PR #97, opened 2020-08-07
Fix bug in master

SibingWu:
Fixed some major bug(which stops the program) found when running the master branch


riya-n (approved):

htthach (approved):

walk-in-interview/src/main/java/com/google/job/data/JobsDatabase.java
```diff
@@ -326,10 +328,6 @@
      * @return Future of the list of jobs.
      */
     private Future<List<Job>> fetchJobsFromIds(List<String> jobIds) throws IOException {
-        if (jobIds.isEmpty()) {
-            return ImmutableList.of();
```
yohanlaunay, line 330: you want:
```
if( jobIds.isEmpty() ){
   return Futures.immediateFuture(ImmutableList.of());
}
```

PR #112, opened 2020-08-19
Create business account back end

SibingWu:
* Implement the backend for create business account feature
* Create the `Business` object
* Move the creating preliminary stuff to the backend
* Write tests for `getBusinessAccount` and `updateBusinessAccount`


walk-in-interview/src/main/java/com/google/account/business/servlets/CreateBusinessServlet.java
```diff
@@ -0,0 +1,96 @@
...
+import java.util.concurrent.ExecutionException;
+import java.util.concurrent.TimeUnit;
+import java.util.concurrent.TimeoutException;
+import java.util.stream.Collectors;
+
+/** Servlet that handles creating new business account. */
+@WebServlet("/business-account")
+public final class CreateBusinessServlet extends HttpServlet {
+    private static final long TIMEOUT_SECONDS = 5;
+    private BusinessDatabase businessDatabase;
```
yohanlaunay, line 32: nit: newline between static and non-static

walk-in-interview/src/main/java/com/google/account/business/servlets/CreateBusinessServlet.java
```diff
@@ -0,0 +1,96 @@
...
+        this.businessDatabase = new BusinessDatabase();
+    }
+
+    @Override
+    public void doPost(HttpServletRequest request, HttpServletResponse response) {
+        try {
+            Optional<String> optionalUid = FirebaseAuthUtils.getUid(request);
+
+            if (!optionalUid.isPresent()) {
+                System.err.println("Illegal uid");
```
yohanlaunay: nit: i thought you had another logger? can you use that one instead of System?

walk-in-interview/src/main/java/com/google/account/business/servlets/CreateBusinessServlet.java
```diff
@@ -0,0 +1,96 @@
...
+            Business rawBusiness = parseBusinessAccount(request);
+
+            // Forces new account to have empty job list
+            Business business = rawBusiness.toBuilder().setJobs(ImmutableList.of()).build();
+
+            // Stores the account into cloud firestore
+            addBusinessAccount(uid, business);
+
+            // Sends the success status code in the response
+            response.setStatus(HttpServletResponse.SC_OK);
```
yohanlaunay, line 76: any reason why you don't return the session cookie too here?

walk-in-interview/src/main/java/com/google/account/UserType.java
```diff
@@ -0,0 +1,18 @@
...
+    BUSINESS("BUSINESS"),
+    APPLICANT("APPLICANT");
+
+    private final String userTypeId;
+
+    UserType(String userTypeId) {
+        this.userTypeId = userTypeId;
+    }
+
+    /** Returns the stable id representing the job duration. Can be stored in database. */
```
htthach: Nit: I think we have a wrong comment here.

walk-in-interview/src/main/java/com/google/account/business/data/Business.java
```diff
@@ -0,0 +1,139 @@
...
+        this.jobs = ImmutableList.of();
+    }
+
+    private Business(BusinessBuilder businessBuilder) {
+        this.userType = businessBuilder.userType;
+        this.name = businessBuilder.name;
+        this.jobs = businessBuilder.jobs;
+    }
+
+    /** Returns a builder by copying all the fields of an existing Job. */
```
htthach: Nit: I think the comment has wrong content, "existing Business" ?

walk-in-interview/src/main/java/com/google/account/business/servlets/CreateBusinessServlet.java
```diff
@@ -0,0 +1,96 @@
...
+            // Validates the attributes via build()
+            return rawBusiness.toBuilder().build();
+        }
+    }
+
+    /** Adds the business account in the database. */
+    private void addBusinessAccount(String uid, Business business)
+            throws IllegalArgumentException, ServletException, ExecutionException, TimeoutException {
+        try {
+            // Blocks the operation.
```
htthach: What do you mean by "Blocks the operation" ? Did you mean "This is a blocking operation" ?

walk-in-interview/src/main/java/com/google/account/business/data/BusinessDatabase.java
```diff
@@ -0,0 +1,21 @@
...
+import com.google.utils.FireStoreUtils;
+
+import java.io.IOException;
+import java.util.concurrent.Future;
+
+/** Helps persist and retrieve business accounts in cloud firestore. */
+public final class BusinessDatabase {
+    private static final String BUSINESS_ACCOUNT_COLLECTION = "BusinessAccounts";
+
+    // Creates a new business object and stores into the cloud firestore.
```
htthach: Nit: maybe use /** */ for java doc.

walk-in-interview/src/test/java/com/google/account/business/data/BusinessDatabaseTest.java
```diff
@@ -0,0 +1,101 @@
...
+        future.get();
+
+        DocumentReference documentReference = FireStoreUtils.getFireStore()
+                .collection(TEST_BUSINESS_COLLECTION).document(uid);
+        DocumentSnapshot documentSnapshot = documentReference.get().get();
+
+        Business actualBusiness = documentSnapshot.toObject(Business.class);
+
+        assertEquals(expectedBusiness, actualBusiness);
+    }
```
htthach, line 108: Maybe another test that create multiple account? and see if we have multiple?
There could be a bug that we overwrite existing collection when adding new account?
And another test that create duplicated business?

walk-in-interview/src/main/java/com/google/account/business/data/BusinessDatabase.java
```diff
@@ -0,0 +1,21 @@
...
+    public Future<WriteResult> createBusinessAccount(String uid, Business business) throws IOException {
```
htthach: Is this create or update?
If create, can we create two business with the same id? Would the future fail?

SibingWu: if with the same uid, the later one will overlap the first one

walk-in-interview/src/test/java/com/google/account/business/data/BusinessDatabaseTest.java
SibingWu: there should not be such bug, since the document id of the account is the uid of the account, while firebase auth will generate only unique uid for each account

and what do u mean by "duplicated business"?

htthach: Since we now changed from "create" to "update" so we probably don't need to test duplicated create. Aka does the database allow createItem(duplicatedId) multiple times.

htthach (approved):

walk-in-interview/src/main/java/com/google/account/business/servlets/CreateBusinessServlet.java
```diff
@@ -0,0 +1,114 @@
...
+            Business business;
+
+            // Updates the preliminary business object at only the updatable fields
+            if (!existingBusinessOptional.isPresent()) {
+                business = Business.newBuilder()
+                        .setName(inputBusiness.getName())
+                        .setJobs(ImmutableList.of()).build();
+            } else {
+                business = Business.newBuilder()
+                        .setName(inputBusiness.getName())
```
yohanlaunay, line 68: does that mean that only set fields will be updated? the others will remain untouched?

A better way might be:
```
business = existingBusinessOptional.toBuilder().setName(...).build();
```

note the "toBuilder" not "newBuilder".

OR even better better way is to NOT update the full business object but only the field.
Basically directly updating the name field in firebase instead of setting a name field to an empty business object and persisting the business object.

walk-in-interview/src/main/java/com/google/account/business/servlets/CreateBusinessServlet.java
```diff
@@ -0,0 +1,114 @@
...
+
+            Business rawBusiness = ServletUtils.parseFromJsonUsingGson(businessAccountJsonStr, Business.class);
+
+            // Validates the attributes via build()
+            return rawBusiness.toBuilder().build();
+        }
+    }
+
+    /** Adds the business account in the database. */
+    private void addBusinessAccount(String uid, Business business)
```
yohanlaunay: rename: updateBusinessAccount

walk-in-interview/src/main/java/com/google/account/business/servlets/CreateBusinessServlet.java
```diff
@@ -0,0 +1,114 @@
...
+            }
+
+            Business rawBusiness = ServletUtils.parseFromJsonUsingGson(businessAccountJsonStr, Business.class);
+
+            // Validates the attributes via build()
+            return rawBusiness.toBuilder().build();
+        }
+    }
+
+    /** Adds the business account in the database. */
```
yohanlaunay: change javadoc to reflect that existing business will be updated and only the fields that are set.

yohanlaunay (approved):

..........

_Assignment_
All the data above must be copied again. Leave nothing out.

_Result of this exercise_
PR #97, opened 2020-08-07
Fix bug in master

SibingWu:
Fixed some major bug(which stops the program) found when running the master branch


riya-n (approved):

htthach (approved):

walk-in-interview/src/main/java/com/google/job/data/JobsDatabase.java
```diff
@@ -326,10 +328,6 @@
      * @return Future of the list of jobs.
      */
     private Future<List<Job>> fetchJobsFromIds(List<String> jobIds) throws IOException {
-        if (jobIds.isEmpty()) {
-            return ImmutableList.of();
```
yohanlaunay, line 330: you want:
```
if( jobIds.isEmpty() ){
   return Futures.immediateFuture(ImmutableList.of());
}
```

PR #112, opened 2020-08-19
Create business account back end

SibingWu:
* Implement the backend for create business account feature
* Create the `Business` object
* Move the creating preliminary stuff to the backend
* Write tests for `getBusinessAccount` and `updateBusinessAccount`


walk-in-interview/src/main/java/com/google/account/business/servlets/CreateBusinessServlet.java
```diff
@@ -0,0 +1,96 @@
...
+import java.util.concurrent.ExecutionException;
+import java.util.concurrent.TimeUnit;
+import java.util.concurrent.TimeoutException;
+import java.util.stream.Collectors;
+
+/** Servlet that handles creating new business account. */
+@WebServlet("/business-account")
+public final class CreateBusinessServlet extends HttpServlet {
+    private static final long TIMEOUT_SECONDS = 5;
+    private BusinessDatabase businessDatabase;
```
yohanlaunay, line 32: nit: newline between static and non-static

walk-in-interview/src/main/java/com/google/account/business/servlets/CreateBusinessServlet.java
```diff
@@ -0,0 +1,96 @@
...
+        this.businessDatabase = new BusinessDatabase();
+    }
+
+    @Override
+    public void doPost(HttpServletRequest request, HttpServletResponse response) {
+        try {
+            Optional<String> optionalUid = FirebaseAuthUtils.getUid(request);
+
+            if (!optionalUid.isPresent()) {
+                System.err.println("Illegal uid");
```
yohanlaunay: nit: i thought you had another logger? can you use that one instead of System?

walk-in-interview/src/main/java/com/google/account/business/servlets/CreateBusinessServlet.java
```diff
@@ -0,0 +1,96 @@
...
+            Business rawBusiness = parseBusinessAccount(request);
+
+            // Forces new account to have empty job list
+            Business business = rawBusiness.toBuilder().setJobs(ImmutableList.of()).build();
+
+            // Stores the account into cloud firestore
+            addBusinessAccount(uid, business);
+
+            // Sends the success status code in the response
+            response.setStatus(HttpServletResponse.SC_OK);
```
yohanlaunay, line 76: any reason why you don't return the session cookie too here?

walk-in-interview/src/main/java/com/google/account/UserType.java
```diff
@@ -0,0 +1,18 @@
...
+    BUSINESS("BUSINESS"),
+    APPLICANT("APPLICANT");
+
+    private final String userTypeId;
+
+    UserType(String userTypeId) {
+        this.userTypeId = userTypeId;
+    }
+
+    /** Returns the stable id representing the job duration. Can be stored in database. */
```
htthach: Nit: I think we have a wrong comment here.

walk-in-interview/src/main/java/com/google/account/business/data/Business.java
```diff
@@ -0,0 +1,139 @@
...
+        this.jobs = ImmutableList.of();
+    }
+
+    private Business(BusinessBuilder businessBuilder) {
+        this.userType = businessBuilder.userType;
+        this.name = businessBuilder.name;
+        this.jobs = businessBuilder.jobs;
+    }
+
+    /** Returns a builder by copying all the fields of an existing Job. */
```
htthach: Nit: I think the comment has wrong content, "existing Business" ?

walk-in-interview/src/main/java/com/google/account/business/servlets/CreateBusinessServlet.java
```diff
@@ -0,0 +1,96 @@
...
+            // Validates the attributes via build()
+            return rawBusiness.toBuilder().build();
+        }
+    }
+
+    /** Adds the business account in the database. */
+    private void addBusinessAccount(String uid, Business business)
+            throws IllegalArgumentException, ServletException, ExecutionException, TimeoutException {
+        try {
+            // Blocks the operation.
```
htthach: What do you mean by "Blocks the operation" ? Did you mean "This is a blocking operation" ?

walk-in-interview/src/main/java/com/google/account/business/data/BusinessDatabase.java
```diff
@@ -0,0 +1,21 @@
...
+import com.google.utils.FireStoreUtils;
+
+import java.io.IOException;
+import java.util.concurrent.Future;
+
+/** Helps persist and retrieve business accounts in cloud firestore. */
+public final class BusinessDatabase {
+    private static final String BUSINESS_ACCOUNT_COLLECTION = "BusinessAccounts";
+
+    // Creates a new business object and stores into the cloud firestore.
```
htthach: Nit: maybe use /** */ for java doc.

walk-in-interview/src/test/java/com/google/account/business/data/BusinessDatabaseTest.java
```diff
@@ -0,0 +1,101 @@
...
+        future.get();
+
+        DocumentReference documentReference = FireStoreUtils.getFireStore()
+                .collection(TEST_BUSINESS_COLLECTION).document(uid);
+        DocumentSnapshot documentSnapshot = documentReference.get().get();
+
+        Business actualBusiness = documentSnapshot.toObject(Business.class);
+
+        assertEquals(expectedBusiness, actualBusiness);
+    }
```
htthach, line 108: Maybe another test that create multiple account? and see if we have multiple?
There could be a bug that we overwrite existing collection when adding new account?
And another test that create duplicated business?

walk-in-interview/src/main/java/com/google/account/business/data/BusinessDatabase.java
```diff
@@ -0,0 +1,21 @@
...
+    public Future<WriteResult> createBusinessAccount(String uid, Business business) throws IOException {
```
htthach: Is this create or update?
If create, can we create two business with the same id? Would the future fail?

SibingWu: if with the same uid, the later one will overlap the first one

walk-in-interview/src/test/java/com/google/account/business/data/BusinessDatabaseTest.java
SibingWu: there should not be such bug, since the document id of the account is the uid of the account, while firebase auth will generate only unique uid for each account

and what do u mean by "duplicated business"?

htthach: Since we now changed from "create" to "update" so we probably don't need to test duplicated create. Aka does the database allow createItem(duplicatedId) multiple times.

htthach (approved):

walk-in-interview/src/main/java/com/google/account/business/servlets/CreateBusinessServlet.java
```diff
@@ -0,0 +1,114 @@
...
+            Business business;
+
+            // Updates the preliminary business object at only the updatable fields
+            if (!existingBusinessOptional.isPresent()) {
+                business = Business.newBuilder()
+                        .setName(inputBusiness.getName())
+                        .setJobs(ImmutableList.of()).build();
+            } else {
+                business = Business.newBuilder()
+                        .setName(inputBusiness.getName())
```
yohanlaunay, line 68: does that mean that only set fields will be updated? the others will remain untouched?

A better way might be:
```
business = existingBusinessOptional.toBuilder().setName(...).build();
```

note the "toBuilder" not "newBuilder".

OR even better better way is to NOT update the full business object but only the field.
Basically directly updating the name field in firebase instead of setting a name field to an empty business object and persisting the business object.

walk-in-interview/src/main/java/com/google/account/business/servlets/CreateBusinessServlet.java
```diff
@@ -0,0 +1,114 @@
...
+
+            Business rawBusiness = ServletUtils.parseFromJsonUsingGson(businessAccountJsonStr, Business.class);
+
+            // Validates the attributes via build()
+            return rawBusiness.toBuilder().build();
+        }
+    }
+
+    /** Adds the business account in the database. */
+    private void addBusinessAccount(String uid, Business business)
```
yohanlaunay: rename: updateBusinessAccount

walk-in-interview/src/main/java/com/google/account/business/servlets/CreateBusinessServlet.java
```diff
@@ -0,0 +1,114 @@
...
+            }
+
+            Business rawBusiness = ServletUtils.parseFromJsonUsingGson(businessAccountJsonStr, Business.class);
+
+            // Validates the attributes via build()
+            return rawBusiness.toBuilder().build();
+        }
+    }
+
+    /** Adds the business account in the database. */
```
yohanlaunay: change javadoc to reflect that existing business will be updated and only the fields that are set.

yohanlaunay (approved):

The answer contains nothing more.